FT FT 2 Express Express: Leader Expansión: editorial Il Sole 24 Ore OE research

UK Environment Secretary: CAP is “morally wrong”

The Guardian reports that Environment Secretary Caroline Spelman will today call for reform of the EU’s Common Agricultural Policy, including a reduction of direct subsidies and an end to export bans. Speaking at the Oxford Farming Conference, she will say that the distortion of trade caused by the CAP is “morally wrong” and will argue: "We need to make the new CAP fundamentally different. It must be about the new challenges of achieving global food security and tackling and adapting to a changing climate. Now is the time to make very significant progress towards reducing our reliance on direct payments. Rising global demand for food and rising food prices make it possible to reduce subsidies and plan for their abolition.”

Guardian

The Irish Times notes that 25 March is emerging as a likely date for the forthcoming Irish general election.

Irish Times

Euractiv reports that French Budget Minister François Baroin said yesterday that the new media law passed by the Hungarian government is “incompatible with the application of ideas on press freedom that have been validated in the European Treaties”, and called on other EU member states to take action against it.

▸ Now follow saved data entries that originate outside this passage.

PR #1725, opened 2016-05-14
Add support for layers from foreign sources

jstarks:
This will be used to support downloading Windows base layers from Microsoft URLs.

You can see this change in full context at jstarks/docker@27b81d4484c5f7e5a80f79fbcda5068587817c38.

cc @aaronlehmann

### DIFF
--- a/docs/spec/manifest-v2-2.md
+++ b/docs/spec/manifest-v2-2.md
@@ -216,6 +216,14 @@ image. It's the direct replacement for the schema-1 manifest.
         The digest of the content, as defined by the
         [Registry V2 HTTP API Specificiation](https://docs.docker.com/registry/spec/api/#digest-parameter).
 
+    - **`urls`** *array*
+
+        For an ordinary layer, this is empty, and the layer contents can be
+        retrieved directly from the registry. For a layer with *`mediatype`* of
+        `application/vnd.docker.image.rootfs.foreign.diff.tar.gzip`, this
+        contains a non-empty list of URLs from which this object can be
+        downloaded.
+
 ## Example Image Manifest
 
 *Example showing an image manifest:*
--- a/manifest/schema2/manifest.go
+++ b/manifest/schema2/manifest.go
@@ -20,6 +20,10 @@ const (
 	// MediaTypeLayer is the mediaType used for layers referenced by the
 	// manifest.
 	MediaTypeLayer = "application/vnd.docker.image.rootfs.diff.tar.gzip"
+
+	// MediaTypeForeignLayer is the mediaType used for layers that must be
+	// downloaded from foreign URLs.
+	MediaTypeForeignLayer = "application/vnd.docker.image.rootfs.foreign.diff.tar.gzip"
 )
 
 var (
@@ -63,7 +67,6 @@ type Manifest struct {
 // References returnes the descriptors of this manifests references.
 func (m Manifest) References() []distribution.Descriptor {
 	return m.Layers
-
 }
 
 // Target returns the target of this signed manifest.
--- a/registry/storage/schema2manifesthandler.go
+++ b/registry/storage/schema2manifesthandler.go
@@ -1,13 +1,22 @@
 package storage
 
 import (
+	"errors"
 	"fmt"
+	"net/url"
 
 	"encoding/json"
+
 	"github.com/docker/distribution"
 	"github.com/docker/distribution/context"
 	"github.com/docker/distribution/digest"
 	"github.com/docker/distribution/manifest/schema2"
+)
+
+var (
+	errUnexpectedURL = errors.New("unexpected URL on layer")
+	errMissingURL    = errors.New("missing URL on layer")
+	errInvalidURL    = errors.New("invalid URL on layer")
 )
 
 //schema2ManifestHandler is a ManifestHandler that covers schema2 manifests.
@@ -80,7 +89,27 @@ func (ms *schema2ManifestHandler) verifyManifest(ctx context.Context, mnfst sche
 		}
 
 		for _, fsLayer := range mnfst.References() {
-			_, err := ms.repository.Blobs(ctx).Stat(ctx, fsLayer.Digest)
+			var err error
+			if fsLayer.MediaType != schema2.MediaTypeForeignLayer {
+				if len(fsLayer.URLs) == 0 {
+					_, err = ms.repository.Blobs(ctx).Stat(ctx, fsLayer.Digest)
+				} else {
+					err = errUnexpectedURL
+				}
+			} else {
+				// Clients download this layer from an external URL, so do not check for
+				// its presense.
+				if len(fsLayer.URLs) == 0 {
+					err = errMissingURL
+				}
+				for _, u := range fsLayer.URLs {
+					var pu *url.URL
+					pu, err = url.Parse(u)
+					if err != nil || (pu.Scheme != "http" && pu.Scheme != "https") || pu.Fragment != "" {
+						err = errInvalidURL
+					}
+				}
+			}
 			if err != nil {
 				if err != distribution.ErrBlobUnknown {
 					errs = append(errs, err)
--- a/blobs.go
+++ b/blobs.go
@@ -69,6 +69,9 @@ type Descriptor struct {
 	// against against this digest.
 	Digest digest.Digest `json:"digest,omitempty"`
 
+	// URLs contains the source URLs of this content.
+	URLs []string `json:"urls,omitempty"`
+
 	// NOTE: Before adding a field here, please ensure that all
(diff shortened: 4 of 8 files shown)


jstarks:
I've updated the PR with changes to successfully validate manifests with foreign layers. With this update and the referenced Docker changes, I am able to push/pull foreign layers to a private registry.

jstarks:
Any feedback?

manifest/schema2/manifest.go
```diff
@@ -48,6 +52,14 @@ func init() {
 	}
 }
 
+// LayerDescriptor is an extension to distribution.Descriptor that
+// has additional fields specific to layers.
+type LayerDescriptor struct {
+	distribution.Descriptor
+	// ForeignURL contains the foreign source URL of this layer.
+	ForeignURL string `json:"foreign_url,omitempty"`
```
stevvooe: `URLs []string` to allow more that one URL. I don't think there is any reason to call this "foreign".

manifest/schema2/manifest.go
```diff
@@ -20,6 +20,10 @@ const (
 	// MediaTypeLayer is the mediaType used for layers referenced by the
 	// manifest.
 	MediaTypeLayer = "application/vnd.docker.image.rootfs.diff.tar.gzip"
+
+	// MediaTypeForeignLayer is the mediaType used for layers that must be
+	// downloaded from foreign URLs.
+	MediaTypeForeignLayer = "application/vnd.docker.image.foreign.rootfs.diff.tar.gzip"
```
stevvooe: `rootfs.foreign.diff`.

registry/storage/schema2manifesthandler.go
```diff
@@ -79,8 +82,22 @@ func (ms *schema2ManifestHandler) verifyManifest(ctx context.Context, mnfst sche
...
+				if fsLayer.ForeignURL == "" {
+					_, err = ms.repository.Blobs(ctx).Stat(ctx, fsLayer.Digest)
+				} else {
+					err = errors.New("unexpected foreign URL on layer")
+				}
+			} else {
+				// Clients download this layer from an external URL, so do not check for
+				// its presense.
+				u, err := url.ParseRequestURI(fsLayer.ForeignURL)
+				if err != nil || (u.Scheme != "http" && u.Scheme != "https") {
```
stevvooe: Not sure if it is necessary to validate the url schema. Let's the fetch fail.

registry/storage/schema2manifesthandler.go
```diff
@@ -79,8 +82,22 @@ func (ms *schema2ManifestHandler) verifyManifest(ctx context.Context, mnfst sche
...
+			if fsLayer.MediaType != schema2.MediaTypeForeignLayer {
+				if fsLayer.ForeignURL == "" {
+					_, err = ms.repository.Blobs(ctx).Stat(ctx, fsLayer.Digest)
+				} else {
+					err = errors.New("unexpected foreign URL on layer")
+				}
+			} else {
+				// Clients download this layer from an external URL, so do not check for
+				// its presense.
+				u, err := url.ParseRequestURI(fsLayer.ForeignURL)
```
stevvooe: `url.Parse` unless there is a reason to only handle a URI.

manifest/schema2/manifest.go
```diff
@@ -48,6 +52,14 @@ func init() {
 	}
 }
 
+// LayerDescriptor is an extension to distribution.Descriptor that
+// has additional fields specific to layers.
+type LayerDescriptor struct {
```
stevvooe: I'm not sure about the value of defining `LayerDescriptor` separately. `URLs` would be just as valid for any resource. Let's just add this to `Descriptor`.

stevvooe:
@jstarks Looks like a good start. There may be some additions required in `registry/client`. Most importantly, the relevant specification updates need to happen with this field addition.

manifest/schema2/manifest.go
stevvooe: In general, this works because `foreign` and URL doesn't need to be combined. More precisely, the presence of URL shouldn't imply the foreign media type and vice versa.

jstarks: Would you expect a client to try to try each of the URLs in order until one succeeded?

registry/storage/schema2manifesthandler.go
jstarks: Well, Parse allows e.g. `http://foo/bar/#baz`, which seems undownloadable. ParseRequestURI seems to disallow the `#baz`.

manifest/schema2/manifest.go
jstarks: I felt this way too initially, but @aaronlehmann suggested that we wanted to restrict this to layers.

jstarks:
@stevvooe Thanks. I'll look at `registry/client`.

manifest/schema2/manifest.go
aaronlehmann: I had a feeling that we wouldn't want the `URL` concept to pervade all the other places where we use descriptors to reference internal resources, but I'm okay with including the field in `Descriptor` if @stevvooe is.

manifest/schema2/manifest.go
jstarks: @stevvooe @aaronlehmann If we make `URLs` part of every `Descriptor`, does it still make sense to have a separate media type for these "foreign" layers?

jstarks:
@stevvooe For `registry/client`, were you thinking that it would be helpful to have a function that returns a `ReadSeekCloser` that uses `URLs` if they are set in the descriptor? Currently I have put this code in the Docker engine, but I could move it to `registry/client` so that it would be available to any client.

The tricky part is that currently `blobs.Open()` takes a `Digest` and not a `Descriptor`, so this would have to be an extension to the `BlobProvider` interface...

Thoughts?

stevvooe:
@jstarks I see. Since we aren't really communicating with the registry, it may not make sense to bake this into the client. Really, there needs to be some component that parses a manifest and figures out the set of operations. Currently, we really do this in the engine, so it's likely the proposed break down is fine.

manifest/schema2/manifest.go
jstarks: I coded this up, and it certainly simplifies the changes to this repo. Is it OK that for non-layers, the URLs field is just ignored by all the clients? It seems like overkill to add validation that len(URLs) == 0 for everything but layers...

stevvooe: For the most part, `URLs` can be safely ignored. It is only when the mediatype is encountered that a url entry should be used, since that resource may only be realized by a url from that set. Make sure to add `omitempty` on the field declaration so it is not included when not specified.

jstarks:
I've pushed an update that moves `URLs` into `distributionDescriptor`.

docs/spec/manifest-v2-2.md
```diff
@@ -216,6 +216,14 @@ image. It's the direct replacement for the schema-1 manifest.
         The digest of the content, as defined by the
         [Registry V2 HTTP API Specificiation](https://docs.docker.com/registry/spec/api/#digest-parameter).
 
+    - **`urls`** *array*
+
+        For an ordinary layer, this is empty, and the layer contents can be
```
stevvooe: Do we want to go more generic here?

cc @RichardScothern @aaronlehmann

stevvooe:
LGTM

registry/storage/schema2manifesthandler.go
```diff
@@ -80,7 +83,26 @@ func (ms *schema2ManifestHandler) verifyManifest(ctx context.Context, mnfst sche
...
+			} else {
+				// Clients download this layer from an external URL, so do not check for
+				// its presense.
+				if len(fsLayer.URLs) == 0 {
+					err = errors.New("missing URL on layer")
+				}
+				for _, u := range fsLayer.URLs {
+					pu, err := url.ParseRequestURI(u)
+					if err != nil || (pu.Scheme != "http" && pu.Scheme != "https") {
+						err = errors.New("invalid URL on layer")
```
aaronlehmann: `pu, err := url.ParseRequestURI(u)` creates a new `err` variable in the current scope, so when you assign to `err` here, you are not assigning the one you declare with `var err error`, and this error won't be caught by the check below.

It might be worth adding a simple unit test to make sure that valid URLs are accepted and invalid URLs, or URLs in the presence of the wrong mediatype, are rejected.

jstarks: Whoops, good catch. This is by far the most common mistake I make in Go...

I'll add a test.

jstarks: Fixed and test added.

aaronlehmann:
LGTM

Euractiv Le Monde: Editorial AFP AFP 2

The Irish Times reports that the European Commission will launch a consultation tomorrow on how to compel bondholders to bear costs in future bank collapses. Bloomberg reports that the Commission is also expected to present new proposals which would give national regulators of cross-border banks the power to block new products and limit trading risks at banks deemed too big to fail.

Irish Times Bloomberg

EUobserver notes that EU Foreign Minister Catherine Ashton has failed to persuade the UK and other Beijing-critical member states to lift the EU arms embargo on China, in spite of China continuing to gain influence within the EU through bond purchases from vulnerable eurozone countries.

EUobserver

The Romanian parliament has postponed its ratification of a Lisbon protocol allowing 12 EU states to appoint 18 extra members to the European Parliament. EUobserver notes that the decision was taken shortly after Romania’s entry into the Schengen area was postponed.

EUobserver

The Commission has announced that a universal charger for mobile phones will be available in the coming weeks, under new EU harmonised standards.

Euractiv

UK

Support for the Liberal Democrats has slumped to its lowest level since the party was formed in 1988, according to the Independent's “poll of polls”.